= EXERCISE BRIEF =
Across all the records, filter for lines with the word "branch" and copy them.

= EXTRACTED RECORDS =
PR #6814, opened 2026-08-19
Test liger vs non-liger GRPO loss parity

kashif:
# What does this PR do?

Follow-up to #5890.

`test_compute_liger_loss_dapo_normalizer` patched two internals to capture the raw Liger output and the final loss, then asserted the same expression `compute_liger_loss` computes. It could only break on a refactor, not on a real regression, so I dropped it.

Replaced it with `test_liger_loss_matches_non_liger_loss`: generate and score one batch, then compute the loss on that exact batch through both paths (`use_liger_kernel` True and False) and assert they match. Parametrized over all loss types, so the dapo/cispo/vespo per-window rescale is covered along with the rest.

I checked it catches the regression it is meant to guard: removing the `/ steps_per_generation` from the Liger normalizer fails exactly the dapo, cispo and vespo cases, and passes for the other four.

Note that a full train-and-compare would not work here, since `use_liger_kernel` also makes Transformers patch the model, which changes generation and gives different completions on the two runs.

## Before submitting

## AI writing disclosure

## Who can review?

@qgallouedec

---

> [!NOTE]
> **Low Risk**
> Test-only change; no production GRPO or Liger training logic is modified.
> 
> **Overview**
> **Replaces** the GRPO Liger regression test that only asserted the trainer’s own rescale math (via patched `liger_loss.forward` and `compute_liger_loss`) with **`test_liger_loss_matches_non_liger_loss`**, which prepares one real training batch and checks that `compute_loss` matches between `use_liger_kernel=True` and `False`.
> 
> The new test is **parametrized** over `grpo`, `bnpo`, `dr_grpo`, `dapo`, `cispo`, `sapo`, `luspo`, and `vespo` (plus `dapo` with non-zero `beta` for KL), and uses `steps_per_generation=4` vs `gradient_accumulation_steps=2` so DAPO/CISPO/VESPO per-window rescaling is exercised. For `dapo`, it additionally asserts the Liger path applies the expected `steps_per_generation / gradient_accumulation_steps` factor on the raw kernel loss.
> 
> **Removes** `test_compute_liger_loss_dapo_normalizer` (~60 lines).
> 
> <sup>Reviewed by [Cursor Bugbot](https://cursor.com/bugbot) for commit 6289545fd15f440557014719885c08c2797bae47. Bugbot is set up for automated code reviews on this repo. Configure [here](https://www.cursor.com/dashboard/bugbot).</sup>


behroozazarkhalili:
The parity assertion is a strong detector of per-path divergence, and mutation testing confirms it. A mutant that changed only the dapo/cispo/vespo rescale was caught by exactly `{dapo, cispo, vespo}`; a mutant that changed the shared token-mean path was caught by exactly `{grpo, bnpo, dr_grpo, sapo, luspo}`. The partition was clean, with no false positives.

What a relative oracle cannot see is an error in a quantity both sides read. `torch.testing.assert_close(liger_loss, loss)` compares two values that both consume `trainer.current_gradient_accumulation_steps`, which the test sets by hand two lines earlier, so a wrong value there moves both sides together.

Setting `current_gradient_accumulation_steps = 99` puts the loss at 0.0202 times its correct value, which is 2/99, an absolute error of 49.5x. The liger and non-liger gap stays at about 3e-09, or 3e-05 of the `rtol` you pass, and the test passes on all eight `loss_type` values.

The deleted `test_compute_liger_loss_dapo_normalizer` was the only assertion pinning the rescale to a known number rather than to the other path. Re-adding one absolute check on a single `loss_type` would close this without giving up the parametrization.

albertvillanova (commented):
Nice replacement. The relative oracle is the right shape for this, and covering all eight loss types is strictly more than the deleted test gave us. Three things before I approve.

1. +1 to @behroozazarkhalili's point above, and I think it should be addressed before merge. Both paths divide by `current_gradient_accumulation_steps` (`grpo_trainer.py:3016` and `:3260`), which the test sets by hand, so an error in that factor cancels in the comparison. Their `= 99` mutant confirms it. Deleting `test_compute_liger_loss_dapo_normalizer` removed the only assertion tying the rescale to a known number. As they suggest, one absolute check on a single loss type is enough: for `dapo`, capture the raw `liger_loss.forward` output and assert the returned loss is `raw * steps_per_generation / gradient_accumulation_steps`. That keeps the parametrization and doesn't reintroduce the old double-patch structure.

2. `beta` defaults to `0.0`, so the Liger loss runs with `use_ref_model=False` and the `beta * per_token_kl` term in `_compute_loss` is never compared. A single `beta > 0` case would cover the KL branch.

3. `assert_close(0., 0.)` passes. Worth a non-triviality guard (`assert liger_loss.abs() > 0`) so the parity assertion can't succeed vacuously.

Rest looks good: `use_liger_kernel` flipped post-init does switch the branch at `:3027`, `current_gradient_accumulation_steps` is set before `_prepare_inputs` needs it at `:1569`, and the test mirrors `test_train_loss_types` in style and placement.

lewtun:
+1 to @albertvillanova's comments. Otherwise looks quite good to me

kashif:
ok sure on it!

qgallouedec (approved):
thanks!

= EXERCISE ANSWER =
2. `beta` defaults to `0.0`, so the Liger loss runs with `use_ref_model=False` and the `beta * per_token_kl` term in `_compute_loss` is never compared. A single `beta > 0` case would cover the KL branch.
Rest looks good: `use_liger_kernel` flipped post-init does switch the branch at `:3027`, `current_gradient_accumulation_steps` is set before `_prepare_inputs` needs it at `:1569`, and the test mirrors `test_train_loss_types` in style and placement.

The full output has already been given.